I think even the question, which parts are not used, is hardly answerable. Maybe number theory isn't. Lattices on the other hand ...
Also, what is the logic behind using these to solve problems in physics? Example, why would someone use differential calculus to calculate the probability of a particle tunneling through a barrier? ( i don't know if you would actually use differential calculus to solve a problem like that, I am just trying to present my question better.)
Mathematics is simply a convenient language to describe physical models. How would you express physical concepts like velocity, if not as a quotient of position and time difference? It is simply very natural, because physics is based on experiments which are based on measurements. And the moment you measure something you deal with numbers. Those numbers turn in mathematical concepts, the moment you start to think about physical laws, i.e. amount and kind of dependencies among your measured data like velocity.
 
fresh_42 said:
I think even the question, which parts are not used, is hardly answerable. Maybe number theory isn't. Lattices on the other hand ...

Mathematics is simply a convenient language to describe physical models. How would you express physical concepts like velocity, if not as a quotient of position and time difference? It is simply very natural, because physics is based on experiments which are based on measurements. And the moment you measure something you deal with numbers.
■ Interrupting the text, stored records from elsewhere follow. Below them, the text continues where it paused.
Issue #1408, opened 2023-03-21
Update build system to CMake


yestalgia:
[cmake ](https://cmake.org/)is recommended for Qt 6 and QLC+ hasn't switched to it yet. 

There's a pretty bad PR that was supposed to evolve but got closed which included porting to cmake:

- https://github.com/mcallegari/qlcplus/pull/1214

It could take quite a bit of work but the following resources should help:

- https://wiki.qt.io/CMake_Port/Porting_Guide
- https://pypi.org/project/qmake2cmake/

The TODO list is the following:

- [x] Qt5 v4 build on Linux
- [x] Qt5 v4 test units on Linux (make check)
- [x] Qt5 v4 deploy on Linux (.deb package)
- [x] Qt5 v5 build on Linux
- [ ] Qt6 v4 build on Linux
- [x] Qt5 v5 deploy on Linux (appimage package)
- [x] Qt5 v4 build on Windows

Those numbers turn in mathematical concepts, the moment you start to think about physical laws, i.e. amount and kind of dependencies among your measured data like velocity.

I understand what you are saying, but the velocity formula is algebra,is it not? I'm asking why the operations related to calculus and other maths are used to find solutions to different problems. I'm in 10th grade and have never been taught quantum physics or advanced math yet so please excuse my lack of knowledge or the lack of clarity in my questions.
 
This is way too general a question for a PF thread. The general answer is that the mathematical tools that are used are chosen because they seem to be suited for the types of problems to which they are applied. But a detailed discussion of that is way beyond the scope of a PF thread. Accordingly, I am closing this thread.

ChrisisC said:
I'm in 10th grade and have never been taught quantum physics or advanced math yet

Unfortunately, the best advice I can give at this point is patience. It takes time to learn all this stuff, and that includes time to understand why the particular mathematical tools that are used were chosen. There is no simple answer that can be put into a thread like this. But eventually you will learn the tools and be able to use them to solve problems, and that will hopefully show you why they are useful.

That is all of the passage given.